Les cent ans d'un grand texte

Seigneur, c'est aujourd'hui le jour de votre Nom,
J'ai lu dans un vieux livre la geste de votre Passion,

Et votre angoisse et vos efforts et vos bonnes paroles
Qui pleurent dans le livre, doucement monotones.

Un moine d'un vieux temps me parle de votre mort.
Il traçait votre histoire avec des lettres d'or

Dans un missel, posé sur ces genoux.
Il travaillait pieusement en s'inspirant de Vous.

A l'abri de l'autel, assis dans sa robe blanche,
Il travaillait lentement du lundi au dimanche.

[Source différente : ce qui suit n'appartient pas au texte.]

PR #295, opened 2024-01-16
FlashAttention: Fix Compatibility 

wtomin:
Another solution to fix the compatibility problem of flash-attention layer. It might be a better solution compared with #291  because using `nn.layers.flash_attention` supports head_dim that is not divisible by 16 by padding it to 16*N.

I have tested `text_to_image.py` on:
1. 910A (ms2.1.0)
1.1 sdv2.0 
 :heavy_check_mark: graph mode
 :heavy_check_mark: pynative mode
1.2 sdv1.5
 :heavy_check_mark: graph mode
 :heavy_check_mark: pynative mode
**sdv1.5 succeed because I restrict the `fa_max_head_dim` to 128 instead of 256 on 910A, otherwise there will be OOM error; This value can be passed through `v1-inference.yaml`**.

2 910B (ms 2.2.10.2023.1124)
2.1 sdv1.5
 :heavy_check_mark: graph mode
 :heavy_check_mark: pynative mode
2.2  sdv2.0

Les heures s'arrêtaient au seuil de son retrait,
Lui, s'oubliait, penché sur votre portrait. [...]

New York, avril 1912.

Ainsi commencent Les Pâques à New York de Blaise Cendrars (version de la collection Poésie / Gallimard, je respecte la ponctuation et la casse) ; c'est l'errance ahurissante d'un jeune homme de 24 ans dans New York, qui règle ses comptes avec la religion sous les volées des cloches de Pâques. La force de la dizaine de pages de ce poème tient à peu de choses : litanie des distiques, répétitions, violence des sentiments exposés à nu par force figures (hyperboles, oxymores), sarcasmes et questions lancées dans le vide béant, restant sans réponse. A ranger aux côtés de chefs-d’œuvre poétiques comparables du début du siècle passé comme Vents (Saint-John Perse), Four Quartets (Eliot), Ode marítima (Pessoa) ou Le Cimetière marin (Valéry).